Here’s How AI Agents Can Protect EV Chargers

The number of electric vehicles on roads around the world continues to grow. The boom in EV adoption has driven the development of accessible, fast, and efficient charging infrastructure.

However, this expansion also brings with it new cybersecurity risks that have been not been widely studied, and for which there are still few viable solutions.

Cristina Alcaraz, an infrastructure-security researcher at Spain’s University of Malaga, explains that the liability of electric-vehicle charging stations is due to the fact that they integrate multiple physical and digital components. She says this complex architecture not only keeps the chargers working efficiently but also presents a host of new and far-reaching security vulnerabilities. Chargers’ exposure to attacks compromises both the continued adoption of EVs as well as the stability of the electrical grids in the countries where chargers operate.

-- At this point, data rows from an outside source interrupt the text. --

PR #4563, opened 2019-02-21
Canceling workflow with subworkflow can lead to execution stuck in canceling state

jinpingh:
Fixes https://github.com/StackStorm/orquesta/issues/121
WIP
Canceling workflow with subworkflow can lead to execution stuck in canceling state

Since unit test calls `request_cancellation(lv_ac_db, requester)` with root `LiveAction`, when Workflow `request_cancellation` is called,  `LiveAction` status changed to 'canceling` but is marked as `canceled` in orquesta, and  `ac_svc.request_cancellation(root_lv_ac_db, None)` is not call to Cascading cancellation request to parent workflow. It is why it stack in `canceling` stage. Tried this area  to deal with this spacial case and failed other test cases.

Working in area around `services/action.py request_cancellation` and `service/workflows.py request_cancellation`

### DIFF
--- a/contrib/runners/orquesta_runner/tests/unit/test_cancel.py
+++ b/contrib/runners/orquesta_runner/tests/unit/test_cancel.py
@@ -236,3 +236,33 @@ class OrquestaRunnerCancelTest(st2tests.ExecutionDbTestCase):
         # Assert the main workflow is canceling.
         lv_ac_db = lv_db_access.LiveAction.get_by_id(str(lv_ac_db.id))
         self.assertEqual(lv_ac_db.status, ac_const.LIVEACTION_STATUS_CANCELED)
+
+    def test_cancel_workflow_cascade_down_to_subworkflow_while_still_launching(self):
+       wf_meta = base.get_wf_fixture_meta_data(TEST_PACK_PATH, 'subworkflow.yaml')
+       lv_ac_db = lv_db_models.LiveActionDB(action=wf_meta['name'])
+       lv_ac_db, ac_ex_db = ac_svc.request(lv_ac_db)
+       lv_ac_db = lv_db_access.LiveAction.get_by_id(str(lv_ac_db.id))
+       self.assertEqual(lv_ac_db.status, ac_const.LIVEACTION_STATUS_RUNNING, lv_ac_db.result)
+
+       # Identify the records for the subworkflow.
+       wf_ex_dbs = wf_db_access.WorkflowExecution.query(action_execution=str(ac_ex_db.id))
+       self.assertEqual(len(wf_ex_dbs), 1)
+
+       tk_ex_dbs = wf_db_access.TaskExecution.query(workflow_execution=str(wf_ex_dbs[0].id))
+       self.assertEqual(len(tk_ex_dbs), 1)
+
+       tk_ac_ex_dbs = ex_db_access.ActionExecution.query(task_execution=str(tk_ex_dbs[0].id))
+       self.assertEqual(len(tk_ac_ex_dbs), 1)
+
+       tk_lv_ac_db = lv_db_access.LiveAction.get_by_id(tk_ac_ex_dbs[0].liveaction['id'])
+       self.assertEqual(tk_lv_ac_db.status, ac_const.LIVEACTION_STATUS_RUNNING)
+
+       # Cancel the main workflow.
+       requester = cfg.CONF.system_user.user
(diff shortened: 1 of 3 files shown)


st2common/st2common/services/action.py
```diff
@@ -260,6 +260,12 @@ def request_cancellation(liveaction, requester):
 
     # Run cancelation sequence for liveaction that is in running state or
     # if the liveaction is operating under a workflow.
+    if 'parent' not in liveaction.context and action_constants.LIVEACTION_STATUS_RUNNING:
```
m4dcoder: I can't tell why parent not in liveaction.context is related to the issue we're fixing here.  Can you explain?

st2common/st2common/services/workflows.py
```diff
@@ -388,12 +388,15 @@ def request_cancellation(ac_ex_db):
     root_ac_ex_db = ac_svc.get_root_execution(ac_ex_db)
 
     if root_ac_ex_db != ac_ex_db and root_ac_ex_db.status not in ac_const.LIVEACTION_CANCEL_STATES:
-        LOG.info('[%s] Cascading cancelation request to parent workflow.', wf_ac_ex_id)
+        LOG.info('[%s] Cascading cancellation request to parent workflow.', wf_ac_ex_id)
+        root_lv_ac_db = lv_db_access.LiveAction.get(id=root_ac_ex_db.liveaction['id'])
+        ac_svc.request_cancellation(root_lv_ac_db, None)
+    elif root_ac_ex_db == ac_ex_db and root_ac_ex_db.status == ac_const.LIVEACTION_STATUS_CANCELING:
```
m4dcoder: This is a good start, allowing users to cancel the workflow again even if it's in a canceling state.  Can you focus on this workaround first?  Currently, when this issue happens, the workflow and sub workflow is stuck in cancelling.  If we let users wait a bit and then allow them to run `st2 execution cancel` again, that would already improve the situation a bit.

m4dcoder: Actually revisiting this, I don't think adding the elif here for canceling will work.  This will just call the main workflow and ask it to cancel again.  The main workflow will then cascade the cancellation down back to this subworkflow.  And this may end up looping indefinitely.

st2common/st2common/services/workflows.py
```diff
@@ -388,12 +386,13 @@ def request_cancellation(ac_ex_db):
     root_ac_ex_db = ac_svc.get_root_execution(ac_ex_db)
 
     if root_ac_ex_db != ac_ex_db and root_ac_ex_db.status not in ac_const.LIVEACTION_CANCEL_STATES:
-        LOG.info('[%s] Cascading cancelation request to parent workflow.', wf_ac_ex_id)
+        LOG.info('[%s] Cascading cancellation request to parent workflow.', wf_ac_ex_id)
+        conductor.request_workflow_state(states.CANCELED)
```
m4dcoder: Why do we need to call request_workflow_state here?

contrib/runners/orquesta_runner/tests/unit/test_cancel.py
```diff
@@ -236,3 +236,33 @@ def test_cancel_subworkflow_cascade_up_to_workflow_with_other_subworkflows(self)
...
+       self.assertEqual(tk_lv_ac_db.status, ac_const.LIVEACTION_STATUS_RUNNING)
+
+       # Cancel the main workflow.
+       requester = cfg.CONF.system_user.user
+       lv_ac_db, ac_ex_db = ac_svc.request_cancellation(lv_ac_db, requester)
+       self.assertEqual(lv_ac_db.status, ac_const.LIVEACTION_STATUS_CANCELING)
+
+       # Re-run cancel the main workflow in case of workflow is stuck in canceling.
+       lv_ac_db, ac_ex_db = ac_svc.request_cancellation(lv_ac_db, requester)
+       self.assertEqual(lv_ac_db.status, ac_const.LIVEACTION_STATUS_CANCELED)
```
m4dcoder: I don't understand the test here.  tk_lv_ac_db is still running and the test didn't handle it's completion.  How come rerunning the cancellation will put lv_ac_db to canceled?

st2common/st2common/services/workflows.py
jinpingh: It is always called before (see line 380) even `ac_svc.request_cancellation` is not called to do the job. So moved line 380 to here only for the case if action cancellation is called.

m4dcoder:
Please see 
https://github.com/StackStorm/orquesta/issues/121#issuecomment-467970377 for why this PR is closed.

PR #4565, opened 2019-02-25
WinRM runner - Upload PowerShell scripts

### LINKED ISSUE #4514: Feature Request - Execute large WinRM scripts
##### SUMMARY

Provide the ability to execute large WinRM scripts using the `winrm-ps-script` runner.

##### ISSUE TYPE
 - Feature Idea

##### STEPS TO REPRODUCE
Execute a script larger than 8192 bytes: https://support.microsoft.com/en-us/help/830473/command-prompt-cmd-exe-command-line-string-limitation

##### EXPECTED RESULTS
Script runs successfully

##### ACTUAL RESULTS
Exits with `Command is too long`.

##### INVESTIGATION

This is a limitation of WinRM and the current runner limitation. Currently the runner simply takes the script and executes it as one long command on the command line. It does this because WinRM does not support file transfers out of the box. 

To accomplish file transfers in WinRM you can check out this thread from the `pywinrm` library: https://github.com/diyan/pywinrm/issues/18

nmaludy:
Closes #4514 

Improved the way that the ``winrm-ps-script`` runner sends scripts to the target Windows host.

Previously the script was read from the local filesystem and serialized as one long
command executed on the command line. This failed when the script was longer than either
2047 or 8191 bytes (depending on Windows version) as the Windows command line uses this
as its maximum length. To overcome this, the ``winrm-ps-script`` runner now uploads the
script into a temporary directory on the target host, then executes the script.

**NOTES** 
- This method could still fail if the parameters passed in to the action are larger than the maximum allowed Windows command line length.
- `pywinrm` is really slow and inefficient. Uploading large scripts can take a decent amount of time (many seconds). Looking at the implementation and you can see that it takes the "easy way out" on implementing many of its features (comparing to the Ruby and Go implementations of WinRM). At some point in the future, if this becomes an issue, we'll need to replace `pywinrm` with something more efficient.

**TODO** 
- [x] Tests
- [x] Detect long PowerShell commands from the winrm_ps_cmd runner and upload a script instead


nmaludy:
This is starting to come together. I have a few more tests to write, but it can be reviewed at any time.

Kami:
Thanks for working on this :+1: 

I will look in more details next week when I'm back from vacation. Similar to the last time, it will probably take some time to get end to end tests working (although, now we have infra setup and end to end tests running continuously so it should be less work).

nmaludy:
@Kami i got all of my unit tests added, i'm just adding one test to the e2e that runs a "large" script and ensure it works.

Read for a review when you are.

nmaludy:
Added a test to `st2tests` that should get run in e2e: https://github.com/StackStorm/st2tests/pull/151

contrib/runners/winrm_runner/winrm_runner/winrm_base.py
```diff
@@ -224,22 +247,139 @@ def _translate_response(self, response):
...
+            LOG.debug("WinRM uploading local file: {}".format(src_path_or_data))
+            with open(src_path_or_data, 'r') as src_file:
+                src_data = src_file.read()
+        else:
+            LOG.debug("WinRM uploading data from a string")
+            src_data = src_path_or_data
+
+        # upload the data in chunks such that each chunk doesn't exceed the
+        # max command size of the windows command line
+        for i in range(0, len(src_data), WINRM_UPLOAD_CHUNK_SIZE_BYTES):
```
Kami: Ah, I see.

So the script / file is still uploaded via command line string and not some other dedicated file upload protocol. There does appear to be overhead in serialization and de-serialization, but I imagine that's not an issue unless the script is very large (in 10's of megabytes or more).

Kami:
Thanks I will look and test this today :+1:

Kami:
End to end test on Ubuntu Xenial uncovered Python 3 issue which I fixed. Besides that, everything looks good :+1: 

I will do some more testing once it's merged. Thanks again for your contribution and nice work :+1:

With the aim of tackling this threat, researchers from the NICS lab at the University of Malaga have developed an innovative proposal to deploy AI agents to protect the infrastructure. These agents are designed to prevent cyberattacks from different vectors, ranging from fraud or energy theft by malicious actors using the charging stations to larger attacks that could damage critical-energy networks.

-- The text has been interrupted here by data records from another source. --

PR #6071, opened 2023-11-26
Fix ST2 Client for Windows Clients

philipphomberger:
We have try to rollout the st2client on the Windows 10/11 clients of our StackStorm users. But because PWD only exist on Unix Based Operation System it failed.

### DIFF
--- a/CHANGELOG.rst
+++ b/CHANGELOG.rst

The team’s proposal aims to ensure the early and reliable detection of anomalies and attacks to charging networks using the Open Charge Point Protocol. The OCCP standard is one of the most widely used for the operation and management of electric-vehicle chargers. The protocol allows a network of charging stations to communicate with a centralized system that can manage, monitor, and coordinate all energy transactions carried out by the end users.

The central system handles a bunch of things remotely, including user authentication, management of the electrical load at each station, monitoring of overall electricity consumption, and technical diagnostics. These capabilities allow for real-time infrastructure control and enable operators to spot and rapidly respond to any anomalous behavior.

However, the authors of the new study point out that current monitoring mechanisms based on this protocol typically just focus on network traffic or local events, so they can only offer a limited view of what is happening across an entire region of infrastructure. The researchers say this limitation makes it difficult to identify where in the system an anomaly is occurring, which network components are compromised, the extent of any vulnerabilities, and the ways in which a potential attack might spread.

Call in the AI

The researchers propose a system that uses multiple AI agents. Each station or relevant component of the charging network incorporates AI agents that are capable of analyzing their environment, collecting information, and collaborating with other agents in order to build a comprehensive view of the infrastructure’s present state.

“Each agent assesses the status of chargers, communications, and connected devices to detect anomalies, operational failures, or potential security incidents,” says Alcaraz. “These agents, which are connected to a central-monitoring system, compare the information obtained locally with that of nearby stations, providing a more complete, accurate, and contextualized collaborative view of the situation,” she says. Alcaraz is also the lead author of the report.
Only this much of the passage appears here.